不过此时的情势是张淮深占了绝对的上风,这里是他的地盘,外面是上万的大军,马元贽的生死全都在他一念之间,所以他不急是很正常的,但马元贽在这样的恶劣情势下还能谈笑自如,不露出一点胆怯之色,却也极是难得,这一来张淮深对对方的评价更加高了,原本只是在心里的一些模糊的想法也逐渐成形,最终盘算好了接下来的举措。

想好之后,张淮深也就不在多废话了,又打了几句哈哈后径直插入了主题:“这次马大人前来夏州可是有什么要事吗?”

“也没什么要紧的事情,只是陛下关心边军,派下官前来慰问而已。”马元贽眼睛也不眨地答道。

“哦,真的么?我这里可是偏远的小地方,怎敢会劳动大人前来,大人可是朝中的要员,来我这穷乡僻壤不是委屈了大人么,何况路途遥远,又是边塞不靖的,万一出什么事可怎么得了,朝中那些大臣怎么这么糊涂,就这样冒冒失失地把大人遣了来,真是不像话。”

马元贽脸上一抽,并没立刻答话。他脸上的这变化虽然一瞬即过,但还是被张淮深敏锐的眼睛给捕捉到了,他明白这是为什么,心里一喜,接下来的话说得就更直白了,只听他好像很随意地埋怨道:“仇大人也真是的,大人可是神策军中第二人,若是他有什么万一,那可是大人来接掌神策军,怎么还让那些大臣这么胡闹,他倒也不担心。”

马元贽的脸色更难看了,忽然他说道:“张大人,下官可否和你单独谈谈。”

张淮深心里偷笑,知道他忍不住了,回首和仆固俊两人使了个眼色,两人会意,稍微弯了弯腰,转身退出房去,临了还把房门给掩上。

等这两人一走,马元贽脸上的神情一下子严肃了起来,口气很郑重地道:“张大人,你我这几年来也算是有点交情,就明人不说暗话了,你就说打算把我怎么样吧。”

“我想先请问马大人,你来夏州真正的目的是什么?”张淮深不答反问道。

“下官是奉了仇士良之命前来此处安抚鹰扬军,防止他们知道你的事后起兵反叛,若是有可能,也可寻机收编入神策行营。
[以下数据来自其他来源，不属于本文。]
PR #197, opened 2017-10-31
Avoid creating base64 encodings with embedded newlines

skaes:
Ruby's Base64.encode method adds newlines to the encoded string after
every 60 characters and also adds one at the end. Kubernetes documentation
clearly states that base64 encoded secrets must not contain newlines (see 
https://kubernetes.io/docs/concepts/configuration/secret/#creating-a-secret-manually).
Also, Kubernetes 1.8 will now reject creating any secrets with embedded
newline characters.

The problem is solved by using Base64.strict_encode64, which does not embed
newline characters in the encoded string.

### DIFF
--- a/lib/kubernetes-deploy/ejson_secret_provisioner.rb
+++ b/lib/kubernetes-deploy/ejson_secret_provisioner.rb
@@ -128,7 +128,7 @@ module KubernetesDeploy
         # Leading underscores in ejson keys are used to skip encryption of the associated value
         # To support this ejson feature, we need to exclude these leading underscores from the secret's keys
         secret_key = key.sub(/\A_/, '')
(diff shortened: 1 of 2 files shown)


KnVerey:
Thanks for the PR! I've merged https://github.com/Shopify/kubernetes-deploy/pull/196 instead since it is identical and was opened first. I'll take a look at the other PR you submitted shortly. 😄

skaes:
Thx for addressing the issue so quickly and also for releasing a new gem version!

BTW, I only discovered the other pull request after I had created mine. Really doesn't matter which one got merged. It was a fairly straightforward.

Oh, and a big thank you for open sourcing this code in the first place. It has really helped a lot with our project.

PR #200, opened 2017-11-01
Update CI Setup for k8s 1.7.x, 1.8.x

stefanmb:
Run CI on:
- k8s 1.6.4 (this is the latest version supported by this CI setup)
- k8s 1.7.x latest
- k8s 1.8.x latest
- k8s 1.9.x latest (nightly builds only)

Latest includes beta/alpha releases.

Requires https://github.com/Shopify/kubernetes-deploy/pull/198 for passing 1.8.x+ builds.

### DIFF
--- a/.buildkite/pipeline.yml
+++ b/.buildkite/pipeline.yml
@@ -1,8 +1,18 @@
-  - name: 'Run Test Suite (:kubernetes: 1.7.5)'
+  - name: 'Run Test Suite (:kubernetes: 1.8-latest)'
     command: bin/ci
     agents:
-      queue: pipa-production-minikube-v1.7.5
+      queue: minikube-v1.8-latest
+    env:
+      LOGGING_LEVEL: 4
+  - name: 'Run Test Suite (:kubernetes: 1.7-latest)'
+    command: bin/ci
+    agents:
+      queue: minikube-v1.7-latest
+    env:
+      LOGGING_LEVEL: 4
   - name: 'Run Test Suite (:kubernetes: 1.6.4)'
     command: bin/ci
     agents:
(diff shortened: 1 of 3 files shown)


.buildkite/pipeline.yml
```diff
@@ -1,8 +1,22 @@
-  - name: 'Run Test Suite (:kubernetes: 1.7.5)'
+  - name: 'Run Test Suite (:kubernetes: 1.8.2)'
     command: bin/ci
     agents:
-      queue: pipa-production-minikube-v1.7.5
-  - name: 'Run Test Suite (:kubernetes: 1.6.4)'
+      queue: minikube-v1.8.2
+    env:
+      LOGGING_LEVEL: 4
```
KnVerey: Is this for buildkite or ultimately for k8s? If the latter, should we set it in `bin/ci` like we do a few other env vars?

stefanmb: `LOGGING_LEVEL` refers to the Kubernetes components. The default (if omitted) is 4. I included it here explicitly as documentation to make it obvious how to get a more verbose log.

Moving it to `bin/ci` is too late as the env var has to be present during the initial k8s bootstrap before actually executing the command.

stefanmb:
@KnVerey I've updated this PR, the latest builds have passed. The 1.9.x-latest builds will happen nightly, see: https://buildkite.com/shopify/kubernetes-deploy-gem-nightly/

This new pipeline has no Github hooks, it is launched via the nightly schedule or manually.

It's possible to set up individual email notifications for that branch when the fail/pass status changes.

stefanmb:
> Could we make those post to slack like we do for Splunk alerts?

Investigating some reasonable way to do that.

PR #201, opened 2017-11-02
Change all CRs to do :replace and add dummy classes for other CRs

KnVerey:
@Shopify/cloudplatform This is my best idea for a workaround for the `apply` failures we're seeing right now. CI has extremely poor coverage of CR types, so I'm working on a way to test this manually right now.


mkobetic:
👍

KnVerey:
Works on tierstaging. Picking a real app to try it with before shipping.

image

”马元贽知道大家都是明白人,也都是钩心斗角的老手,也就不再掩饰,径直挑明了。

仇士良?张淮深注意到马元贽是在直呼其名,心里雪亮,知道是为什么,当下笑笑道:“那马大人以为此事可行否?”

“既然你已经回来了,那自然毫无可能。”

“那如果我没回来呢,大人觉得此事有多大把握?”张淮深似是不经意地问道。

“大家都是聪明人,你的意思我明白,我目下和仇士良之间的情况你也知道,也就不必多说了,这事我自然会记在心里,若是有机会,也不会放过,但这也要我回去之后才行。”马元贽说得干脆,话也说得直白。

张淮深笑了,很高兴,因为他明白,既然马元贽如此精明,那对将来的事情也更有帮助,能和这么看得透的人说话,很多事就变得简单了,所以张淮深也就不再掩饰。

“骊山比剑之时大人的关照下官一直铭记在心不曾忘却,仇士良遣大人前来的用心下官也明白,所以大人还请放心,下官不会做那些令仇者快的事情的。”

“那好,你打算什么时候让我走?”虽说得到了这个承诺,心里有了底,但马元贽也不敢把自己的性命当作儿戏,立刻追问了一句。

“送大人回京只是小事一桩,只不过下官还有些事情还想请大人帮忙。”张淮深知道马元贽的急切心情,虽说放他走于己有利,但也不能这么轻易就答应,所以他开出了条件。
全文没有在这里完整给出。